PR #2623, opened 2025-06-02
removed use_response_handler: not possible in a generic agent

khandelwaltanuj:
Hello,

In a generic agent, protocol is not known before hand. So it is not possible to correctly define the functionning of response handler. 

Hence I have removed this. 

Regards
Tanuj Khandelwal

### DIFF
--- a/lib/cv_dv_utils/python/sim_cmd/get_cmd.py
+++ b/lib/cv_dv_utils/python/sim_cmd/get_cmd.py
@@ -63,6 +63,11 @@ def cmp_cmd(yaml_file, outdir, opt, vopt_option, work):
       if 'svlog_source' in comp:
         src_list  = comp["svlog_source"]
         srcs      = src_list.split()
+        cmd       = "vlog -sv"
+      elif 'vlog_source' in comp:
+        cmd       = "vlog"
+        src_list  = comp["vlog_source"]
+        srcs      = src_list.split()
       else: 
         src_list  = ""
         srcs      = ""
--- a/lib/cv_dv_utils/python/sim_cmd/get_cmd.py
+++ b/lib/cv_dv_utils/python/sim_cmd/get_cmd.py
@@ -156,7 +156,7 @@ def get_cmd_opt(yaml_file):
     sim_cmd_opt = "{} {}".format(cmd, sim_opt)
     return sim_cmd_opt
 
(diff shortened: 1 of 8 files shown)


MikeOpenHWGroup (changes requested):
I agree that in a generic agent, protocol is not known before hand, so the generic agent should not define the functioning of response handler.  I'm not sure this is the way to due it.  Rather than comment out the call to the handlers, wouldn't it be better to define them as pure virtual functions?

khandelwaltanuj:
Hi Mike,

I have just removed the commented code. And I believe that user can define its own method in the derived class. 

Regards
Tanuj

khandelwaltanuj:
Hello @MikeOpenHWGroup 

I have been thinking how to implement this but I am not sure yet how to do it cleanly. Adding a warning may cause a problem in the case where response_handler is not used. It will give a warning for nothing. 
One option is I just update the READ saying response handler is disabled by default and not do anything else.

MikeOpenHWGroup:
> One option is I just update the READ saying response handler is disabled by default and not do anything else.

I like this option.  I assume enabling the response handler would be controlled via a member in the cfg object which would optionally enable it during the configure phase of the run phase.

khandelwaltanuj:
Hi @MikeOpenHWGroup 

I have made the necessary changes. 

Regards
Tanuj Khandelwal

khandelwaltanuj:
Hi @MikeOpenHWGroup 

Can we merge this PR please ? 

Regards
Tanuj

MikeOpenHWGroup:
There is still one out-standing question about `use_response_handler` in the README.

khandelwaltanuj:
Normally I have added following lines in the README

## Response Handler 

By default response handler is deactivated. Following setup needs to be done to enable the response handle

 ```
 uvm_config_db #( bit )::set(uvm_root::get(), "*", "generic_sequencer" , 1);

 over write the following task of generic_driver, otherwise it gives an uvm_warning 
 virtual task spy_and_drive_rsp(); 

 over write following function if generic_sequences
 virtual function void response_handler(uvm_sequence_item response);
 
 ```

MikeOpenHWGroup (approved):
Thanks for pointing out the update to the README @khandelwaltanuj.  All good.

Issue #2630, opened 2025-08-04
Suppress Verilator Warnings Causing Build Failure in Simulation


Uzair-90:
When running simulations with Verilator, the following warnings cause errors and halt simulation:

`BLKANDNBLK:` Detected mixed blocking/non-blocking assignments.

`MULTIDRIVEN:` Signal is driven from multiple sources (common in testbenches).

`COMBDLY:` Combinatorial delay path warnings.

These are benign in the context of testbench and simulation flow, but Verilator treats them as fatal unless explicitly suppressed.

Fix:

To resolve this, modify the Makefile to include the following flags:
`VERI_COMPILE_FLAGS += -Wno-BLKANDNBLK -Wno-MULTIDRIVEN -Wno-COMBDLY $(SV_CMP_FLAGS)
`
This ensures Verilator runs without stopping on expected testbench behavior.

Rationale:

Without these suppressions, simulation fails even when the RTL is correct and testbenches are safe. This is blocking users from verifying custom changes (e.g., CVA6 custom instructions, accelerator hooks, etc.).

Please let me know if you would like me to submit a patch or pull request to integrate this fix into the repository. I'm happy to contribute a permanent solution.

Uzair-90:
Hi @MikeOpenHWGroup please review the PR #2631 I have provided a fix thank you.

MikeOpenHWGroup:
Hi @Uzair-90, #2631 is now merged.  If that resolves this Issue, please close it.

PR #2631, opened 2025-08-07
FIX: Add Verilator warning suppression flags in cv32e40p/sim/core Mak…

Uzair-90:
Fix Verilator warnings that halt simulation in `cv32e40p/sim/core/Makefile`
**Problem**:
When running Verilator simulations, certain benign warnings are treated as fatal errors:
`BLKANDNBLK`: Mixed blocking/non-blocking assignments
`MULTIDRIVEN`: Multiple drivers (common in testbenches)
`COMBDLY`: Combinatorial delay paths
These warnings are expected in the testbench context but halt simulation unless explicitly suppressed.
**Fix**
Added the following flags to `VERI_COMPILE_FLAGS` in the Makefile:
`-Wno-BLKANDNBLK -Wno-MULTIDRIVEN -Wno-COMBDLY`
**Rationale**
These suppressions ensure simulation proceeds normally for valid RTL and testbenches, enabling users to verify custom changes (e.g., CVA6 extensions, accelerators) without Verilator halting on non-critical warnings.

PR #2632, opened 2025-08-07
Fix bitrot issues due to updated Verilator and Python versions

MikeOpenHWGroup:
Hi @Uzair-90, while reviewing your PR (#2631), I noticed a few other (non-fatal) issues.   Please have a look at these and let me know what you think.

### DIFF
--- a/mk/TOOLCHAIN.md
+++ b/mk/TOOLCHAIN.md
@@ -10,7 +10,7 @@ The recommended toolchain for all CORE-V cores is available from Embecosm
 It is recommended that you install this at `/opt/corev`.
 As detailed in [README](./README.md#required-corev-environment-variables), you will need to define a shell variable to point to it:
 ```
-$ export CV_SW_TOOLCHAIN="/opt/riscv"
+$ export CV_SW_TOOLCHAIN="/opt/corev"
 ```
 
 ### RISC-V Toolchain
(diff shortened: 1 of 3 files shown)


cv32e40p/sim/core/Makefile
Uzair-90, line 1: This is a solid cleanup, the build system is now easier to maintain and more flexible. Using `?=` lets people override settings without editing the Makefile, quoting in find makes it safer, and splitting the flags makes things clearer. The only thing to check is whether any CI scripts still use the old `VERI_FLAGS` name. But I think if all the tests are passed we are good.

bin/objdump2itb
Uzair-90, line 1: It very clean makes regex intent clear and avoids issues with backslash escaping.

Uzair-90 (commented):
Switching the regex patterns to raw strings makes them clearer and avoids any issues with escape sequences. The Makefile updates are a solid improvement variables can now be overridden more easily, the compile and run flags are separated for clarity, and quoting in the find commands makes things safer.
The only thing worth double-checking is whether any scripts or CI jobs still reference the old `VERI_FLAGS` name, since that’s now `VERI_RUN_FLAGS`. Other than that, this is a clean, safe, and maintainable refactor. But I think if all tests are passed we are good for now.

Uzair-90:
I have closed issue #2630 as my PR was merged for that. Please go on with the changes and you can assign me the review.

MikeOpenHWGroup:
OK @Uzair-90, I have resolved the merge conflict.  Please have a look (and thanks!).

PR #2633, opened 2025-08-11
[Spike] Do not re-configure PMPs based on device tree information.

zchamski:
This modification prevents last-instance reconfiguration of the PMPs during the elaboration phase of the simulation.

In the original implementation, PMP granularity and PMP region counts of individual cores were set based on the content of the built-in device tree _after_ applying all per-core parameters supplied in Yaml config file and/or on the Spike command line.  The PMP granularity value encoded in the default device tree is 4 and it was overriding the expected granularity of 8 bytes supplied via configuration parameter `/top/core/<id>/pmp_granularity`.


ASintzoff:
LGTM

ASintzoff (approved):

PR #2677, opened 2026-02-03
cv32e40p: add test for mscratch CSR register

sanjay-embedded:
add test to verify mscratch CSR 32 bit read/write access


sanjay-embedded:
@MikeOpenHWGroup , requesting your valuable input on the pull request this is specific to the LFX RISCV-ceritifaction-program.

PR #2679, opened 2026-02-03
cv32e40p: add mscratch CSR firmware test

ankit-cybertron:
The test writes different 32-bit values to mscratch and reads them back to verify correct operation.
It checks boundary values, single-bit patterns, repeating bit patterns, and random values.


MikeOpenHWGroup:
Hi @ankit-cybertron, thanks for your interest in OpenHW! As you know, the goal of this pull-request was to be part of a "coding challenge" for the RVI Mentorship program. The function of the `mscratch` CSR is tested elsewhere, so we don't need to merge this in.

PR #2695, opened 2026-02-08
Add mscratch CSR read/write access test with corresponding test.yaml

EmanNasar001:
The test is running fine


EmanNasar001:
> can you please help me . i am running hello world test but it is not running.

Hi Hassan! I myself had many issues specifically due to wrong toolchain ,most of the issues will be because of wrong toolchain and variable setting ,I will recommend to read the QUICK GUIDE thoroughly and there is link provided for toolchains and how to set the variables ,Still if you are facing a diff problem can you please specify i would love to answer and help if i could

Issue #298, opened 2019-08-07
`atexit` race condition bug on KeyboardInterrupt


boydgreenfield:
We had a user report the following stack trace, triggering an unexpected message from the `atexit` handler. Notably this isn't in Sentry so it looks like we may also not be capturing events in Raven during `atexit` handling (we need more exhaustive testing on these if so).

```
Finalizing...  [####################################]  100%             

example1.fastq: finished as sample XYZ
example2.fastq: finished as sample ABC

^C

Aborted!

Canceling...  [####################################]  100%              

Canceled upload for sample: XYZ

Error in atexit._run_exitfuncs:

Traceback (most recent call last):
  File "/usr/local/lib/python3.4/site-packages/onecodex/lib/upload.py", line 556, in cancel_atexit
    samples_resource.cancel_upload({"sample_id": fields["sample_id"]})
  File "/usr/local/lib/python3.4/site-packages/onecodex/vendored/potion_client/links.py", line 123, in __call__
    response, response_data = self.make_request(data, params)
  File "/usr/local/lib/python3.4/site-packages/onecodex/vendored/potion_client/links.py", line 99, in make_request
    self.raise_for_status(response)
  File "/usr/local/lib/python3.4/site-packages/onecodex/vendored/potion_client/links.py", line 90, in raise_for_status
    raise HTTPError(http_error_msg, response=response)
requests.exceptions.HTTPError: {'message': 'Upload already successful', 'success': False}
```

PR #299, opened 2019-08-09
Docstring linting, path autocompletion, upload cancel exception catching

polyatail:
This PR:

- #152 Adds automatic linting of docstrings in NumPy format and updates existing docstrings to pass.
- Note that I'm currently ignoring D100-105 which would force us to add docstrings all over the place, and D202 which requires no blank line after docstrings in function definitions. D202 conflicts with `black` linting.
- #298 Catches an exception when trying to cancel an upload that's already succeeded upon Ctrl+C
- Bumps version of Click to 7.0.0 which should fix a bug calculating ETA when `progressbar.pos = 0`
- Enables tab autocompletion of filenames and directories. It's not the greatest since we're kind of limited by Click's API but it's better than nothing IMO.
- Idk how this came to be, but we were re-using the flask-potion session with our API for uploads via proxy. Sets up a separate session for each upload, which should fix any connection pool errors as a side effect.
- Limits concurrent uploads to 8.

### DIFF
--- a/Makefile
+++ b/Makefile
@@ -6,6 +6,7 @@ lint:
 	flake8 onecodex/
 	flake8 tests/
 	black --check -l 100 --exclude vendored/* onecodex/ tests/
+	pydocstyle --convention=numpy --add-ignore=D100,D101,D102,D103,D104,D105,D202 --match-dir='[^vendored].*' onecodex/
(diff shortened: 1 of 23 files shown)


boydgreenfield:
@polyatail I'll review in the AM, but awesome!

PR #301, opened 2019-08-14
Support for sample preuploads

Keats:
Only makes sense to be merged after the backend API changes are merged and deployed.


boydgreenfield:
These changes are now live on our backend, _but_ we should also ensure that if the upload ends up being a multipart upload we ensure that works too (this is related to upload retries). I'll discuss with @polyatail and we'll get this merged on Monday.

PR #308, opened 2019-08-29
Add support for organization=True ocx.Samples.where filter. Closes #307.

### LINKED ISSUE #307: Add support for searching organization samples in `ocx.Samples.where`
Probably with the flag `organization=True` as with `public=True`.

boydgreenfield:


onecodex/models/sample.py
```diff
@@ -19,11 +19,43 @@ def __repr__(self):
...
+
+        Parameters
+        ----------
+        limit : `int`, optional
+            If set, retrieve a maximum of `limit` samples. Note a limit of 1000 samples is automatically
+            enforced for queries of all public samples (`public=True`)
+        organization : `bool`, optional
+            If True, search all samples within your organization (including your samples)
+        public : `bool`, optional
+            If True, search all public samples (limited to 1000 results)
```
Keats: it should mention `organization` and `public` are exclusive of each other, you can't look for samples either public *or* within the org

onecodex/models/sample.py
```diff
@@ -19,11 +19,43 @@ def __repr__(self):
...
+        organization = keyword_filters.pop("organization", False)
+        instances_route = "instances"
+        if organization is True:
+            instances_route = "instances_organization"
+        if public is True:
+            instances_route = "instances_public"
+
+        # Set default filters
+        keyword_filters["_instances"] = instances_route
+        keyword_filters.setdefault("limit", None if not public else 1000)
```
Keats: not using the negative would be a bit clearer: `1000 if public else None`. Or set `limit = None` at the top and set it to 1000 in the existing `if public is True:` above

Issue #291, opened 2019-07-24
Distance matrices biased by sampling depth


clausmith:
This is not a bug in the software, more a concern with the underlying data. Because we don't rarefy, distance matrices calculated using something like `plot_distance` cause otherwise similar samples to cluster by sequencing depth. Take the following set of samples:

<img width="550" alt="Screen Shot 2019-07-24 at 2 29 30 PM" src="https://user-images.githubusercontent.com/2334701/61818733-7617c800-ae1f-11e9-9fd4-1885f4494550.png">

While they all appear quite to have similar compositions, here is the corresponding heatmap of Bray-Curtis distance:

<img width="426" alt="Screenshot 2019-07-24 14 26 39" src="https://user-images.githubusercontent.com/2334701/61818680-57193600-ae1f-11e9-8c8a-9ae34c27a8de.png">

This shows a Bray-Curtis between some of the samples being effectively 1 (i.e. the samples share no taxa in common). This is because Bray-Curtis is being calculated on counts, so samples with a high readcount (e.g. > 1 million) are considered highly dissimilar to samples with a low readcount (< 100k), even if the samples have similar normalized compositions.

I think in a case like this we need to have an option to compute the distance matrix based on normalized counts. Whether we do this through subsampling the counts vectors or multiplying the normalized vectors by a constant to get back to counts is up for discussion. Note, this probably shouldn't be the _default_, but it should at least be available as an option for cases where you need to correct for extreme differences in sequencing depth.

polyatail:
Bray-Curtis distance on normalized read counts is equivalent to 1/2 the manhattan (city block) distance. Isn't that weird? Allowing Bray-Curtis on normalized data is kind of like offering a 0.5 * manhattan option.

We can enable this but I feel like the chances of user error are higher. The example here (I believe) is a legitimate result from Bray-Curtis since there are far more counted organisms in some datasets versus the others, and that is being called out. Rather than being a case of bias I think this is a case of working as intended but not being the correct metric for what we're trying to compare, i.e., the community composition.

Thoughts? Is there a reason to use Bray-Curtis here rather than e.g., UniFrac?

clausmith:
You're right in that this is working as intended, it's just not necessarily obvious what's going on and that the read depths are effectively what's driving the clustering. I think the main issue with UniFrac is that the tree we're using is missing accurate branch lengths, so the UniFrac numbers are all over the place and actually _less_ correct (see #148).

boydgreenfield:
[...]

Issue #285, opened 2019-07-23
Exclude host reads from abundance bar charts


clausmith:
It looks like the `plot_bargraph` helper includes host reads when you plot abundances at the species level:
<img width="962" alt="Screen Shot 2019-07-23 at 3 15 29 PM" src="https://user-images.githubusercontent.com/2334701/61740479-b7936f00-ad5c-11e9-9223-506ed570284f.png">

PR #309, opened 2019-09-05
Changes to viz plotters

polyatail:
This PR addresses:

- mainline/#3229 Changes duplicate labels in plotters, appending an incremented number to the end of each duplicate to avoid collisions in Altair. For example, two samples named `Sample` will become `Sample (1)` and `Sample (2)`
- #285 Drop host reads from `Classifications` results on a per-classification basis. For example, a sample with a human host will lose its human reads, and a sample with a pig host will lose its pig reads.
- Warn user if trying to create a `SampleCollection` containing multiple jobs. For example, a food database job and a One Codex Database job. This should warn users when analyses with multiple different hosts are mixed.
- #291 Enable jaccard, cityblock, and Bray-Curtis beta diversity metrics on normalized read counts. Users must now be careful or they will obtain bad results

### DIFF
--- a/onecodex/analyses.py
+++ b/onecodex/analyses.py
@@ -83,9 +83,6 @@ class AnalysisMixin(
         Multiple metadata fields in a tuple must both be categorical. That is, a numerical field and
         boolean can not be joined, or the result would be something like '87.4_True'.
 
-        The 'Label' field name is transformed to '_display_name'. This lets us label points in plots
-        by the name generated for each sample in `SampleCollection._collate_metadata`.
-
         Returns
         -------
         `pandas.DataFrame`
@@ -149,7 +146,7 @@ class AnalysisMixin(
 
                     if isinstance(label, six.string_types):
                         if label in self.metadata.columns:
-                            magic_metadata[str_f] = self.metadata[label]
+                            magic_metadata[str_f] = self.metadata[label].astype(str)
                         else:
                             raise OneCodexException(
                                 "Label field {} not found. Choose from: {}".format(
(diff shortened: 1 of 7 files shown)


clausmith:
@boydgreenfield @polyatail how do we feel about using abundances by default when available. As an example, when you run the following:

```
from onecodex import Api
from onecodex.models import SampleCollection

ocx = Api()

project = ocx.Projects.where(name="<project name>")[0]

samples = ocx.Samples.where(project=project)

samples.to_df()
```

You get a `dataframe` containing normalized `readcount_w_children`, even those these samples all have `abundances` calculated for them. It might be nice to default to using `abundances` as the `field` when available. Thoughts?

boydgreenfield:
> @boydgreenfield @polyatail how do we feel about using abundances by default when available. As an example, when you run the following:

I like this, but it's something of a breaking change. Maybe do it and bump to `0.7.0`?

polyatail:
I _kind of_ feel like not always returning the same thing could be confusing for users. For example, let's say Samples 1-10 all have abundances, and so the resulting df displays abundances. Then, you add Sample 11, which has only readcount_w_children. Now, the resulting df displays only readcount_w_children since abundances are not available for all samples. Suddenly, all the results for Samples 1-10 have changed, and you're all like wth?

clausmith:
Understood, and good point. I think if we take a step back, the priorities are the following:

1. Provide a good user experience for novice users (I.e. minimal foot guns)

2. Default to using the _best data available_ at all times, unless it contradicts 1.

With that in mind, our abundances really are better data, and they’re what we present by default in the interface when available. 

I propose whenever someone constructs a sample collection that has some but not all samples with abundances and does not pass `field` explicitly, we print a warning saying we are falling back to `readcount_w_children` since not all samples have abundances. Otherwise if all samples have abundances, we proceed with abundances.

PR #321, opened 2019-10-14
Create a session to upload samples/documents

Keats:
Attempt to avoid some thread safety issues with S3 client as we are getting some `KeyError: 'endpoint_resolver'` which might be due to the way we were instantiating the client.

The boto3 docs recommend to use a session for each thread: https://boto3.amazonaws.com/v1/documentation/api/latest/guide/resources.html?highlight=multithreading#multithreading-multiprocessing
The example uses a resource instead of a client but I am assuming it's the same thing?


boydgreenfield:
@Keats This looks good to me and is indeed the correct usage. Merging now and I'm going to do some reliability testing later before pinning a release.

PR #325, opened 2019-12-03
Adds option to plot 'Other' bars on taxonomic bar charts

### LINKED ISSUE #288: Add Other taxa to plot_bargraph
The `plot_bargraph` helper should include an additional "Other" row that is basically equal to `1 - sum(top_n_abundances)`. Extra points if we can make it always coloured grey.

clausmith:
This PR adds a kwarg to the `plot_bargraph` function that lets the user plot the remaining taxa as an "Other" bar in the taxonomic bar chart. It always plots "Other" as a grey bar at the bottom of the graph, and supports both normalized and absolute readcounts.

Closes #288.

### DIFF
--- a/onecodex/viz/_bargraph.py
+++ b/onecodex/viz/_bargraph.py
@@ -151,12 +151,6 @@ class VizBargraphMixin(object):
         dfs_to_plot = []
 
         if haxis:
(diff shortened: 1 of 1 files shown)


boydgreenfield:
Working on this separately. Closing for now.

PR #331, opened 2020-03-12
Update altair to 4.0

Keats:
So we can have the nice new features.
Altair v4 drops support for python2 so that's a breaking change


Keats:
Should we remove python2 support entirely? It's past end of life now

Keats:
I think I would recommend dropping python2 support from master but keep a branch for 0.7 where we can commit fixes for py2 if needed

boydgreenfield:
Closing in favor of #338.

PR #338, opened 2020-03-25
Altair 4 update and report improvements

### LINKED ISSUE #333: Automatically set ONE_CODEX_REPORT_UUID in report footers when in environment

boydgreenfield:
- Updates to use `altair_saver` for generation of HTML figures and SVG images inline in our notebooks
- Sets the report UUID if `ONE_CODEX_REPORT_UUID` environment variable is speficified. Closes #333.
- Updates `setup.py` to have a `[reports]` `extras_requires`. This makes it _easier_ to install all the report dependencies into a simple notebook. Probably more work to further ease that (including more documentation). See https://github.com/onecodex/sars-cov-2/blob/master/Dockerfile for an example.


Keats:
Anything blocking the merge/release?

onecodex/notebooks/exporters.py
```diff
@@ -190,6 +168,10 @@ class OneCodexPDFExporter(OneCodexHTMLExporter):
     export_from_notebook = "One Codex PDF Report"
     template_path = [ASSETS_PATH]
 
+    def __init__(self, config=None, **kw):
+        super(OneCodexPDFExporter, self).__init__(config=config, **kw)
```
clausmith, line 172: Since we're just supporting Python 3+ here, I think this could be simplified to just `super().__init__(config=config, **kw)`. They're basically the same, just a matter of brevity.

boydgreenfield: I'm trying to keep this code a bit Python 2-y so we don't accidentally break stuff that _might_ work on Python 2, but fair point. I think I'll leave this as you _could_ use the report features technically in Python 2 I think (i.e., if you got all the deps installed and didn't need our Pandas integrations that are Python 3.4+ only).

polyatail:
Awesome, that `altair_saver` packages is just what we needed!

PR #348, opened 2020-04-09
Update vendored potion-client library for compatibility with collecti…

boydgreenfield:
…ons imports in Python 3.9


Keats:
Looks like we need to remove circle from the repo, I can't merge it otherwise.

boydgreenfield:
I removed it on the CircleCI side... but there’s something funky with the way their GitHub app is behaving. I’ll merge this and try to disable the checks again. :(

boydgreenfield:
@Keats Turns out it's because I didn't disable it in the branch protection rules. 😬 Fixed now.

▬▬▬▬▬▬

• _Exercise goal_:
Please report every line among the entries that includes "fatal".

• _Answer to the exercise_:
These are benign in the context of testbench and simulation flow, but Verilator treats them as fatal unless explicitly suppressed.
When running Verilator simulations, certain benign warnings are treated as fatal errors:
Hi @Uzair-90, while reviewing your PR (#2631), I noticed a few other (non-fatal) issues.   Please have a look at these and let me know what you think.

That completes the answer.